**WHAT IS REQUIRED**
Repeat each line of the records below exactly.

**EXTRACTED ENTRIES**
PR #607, opened 2018-01-30
Refactor support for foreign namespace attributes and elements (#439).

### LINKED ISSUE #439: Foreign namespace elements not reflected in syntax.
### Section 5.3.2 

> In addition to standardized extension vocabulary, a conforming document instance may contain arbitrary namespace qualified elements that reside in any namespace other than those namespaces defined for use with this specification.

This option seems not reflected in the content model description of TTML elements.

skynavga:
Closes #439.

Marking as editorial since it has no impact on conformance.

### DIFF
--- a/spec/ttml2.xml
+++ b/spec/ttml2.xml
@@ -18420,7 +18420,7 @@ attributes by expressing them indirectly on <el>metadata</el>
 elements.</p>
 </note>
 <note role="clarification"><p>The presence of foreign namespace attributes in a concrete encoding of a TTML
-<loc href="#terms-document-instance">document instance</loc> do not affect the formal validity of that
+<loc href="#terms-document-instance">document instance</loc> does not affect the formal validity of that
 <loc href="#terms-document-instance">document instance</loc> with respect to the applicable
 <loc href="#terms-abstract-document-type">abstract document type</loc> selected by <specref ref="doctypes"/>.</p></note>
 <p>The use of foreign element metadata is illustrated by the following example.</p>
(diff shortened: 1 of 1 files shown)


spec/ttml2.xml
```diff
@@ -18441,7 +18419,10 @@ however, in this case the author wishes to segregate certain metadata
 attributes by expressing them indirectly on <el>metadata</el>
 elements.</p>
 </note>
-<p></p>
+<note role="clarification"><p>The presence of foreign namespace attributes in a concrete encoding of a TTML
+<loc href="#terms-document-instance">document instance</loc> do not affect the formal validity of that
```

**RESPONSE TO THIS TASK**
PR #607, opened 2018-01-30
Refactor support for foreign namespace attributes and elements (#439).

### LINKED ISSUE #439: Foreign namespace elements not reflected in syntax.
### Section 5.3.2 

> In addition to standardized extension vocabulary, a conforming document instance may contain arbitrary namespace qualified elements that reside in any namespace other than those namespaces defined for use with this specification.

This option seems not reflected in the content model description of TTML elements.

skynavga:
Closes #439.

Marking as editorial since it has no impact on conformance.

### DIFF
--- a/spec/ttml2.xml
+++ b/spec/ttml2.xml
@@ -18420,7 +18420,7 @@ attributes by expressing them indirectly on <el>metadata</el>
 elements.</p>
 </note>
 <note role="clarification"><p>The presence of foreign namespace attributes in a concrete encoding of a TTML
-<loc href="#terms-document-instance">document instance</loc> do not affect the formal validity of that
+<loc href="#terms-document-instance">document instance</loc> does not affect the formal validity of that
 <loc href="#terms-document-instance">document instance</loc> with respect to the applicable
 <loc href="#terms-abstract-document-type">abstract document type</loc> selected by <specref ref="doctypes"/>.</p></note>
 <p>The use of foreign element metadata is illustrated by the following example.</p>
(diff shortened: 1 of 1 files shown)


spec/ttml2.xml
```diff
@@ -18441,7 +18419,10 @@ however, in this case the author wishes to segregate certain metadata
 attributes by expressing them indirectly on <el>metadata</el>
 elements.</p>
 </note>
-<p></p>
+<note role="clarification"><p>The presence of foreign namespace attributes in a concrete encoding of a TTML
+<loc href="#terms-document-instance">document instance</loc> do not affect the formal validity of that
```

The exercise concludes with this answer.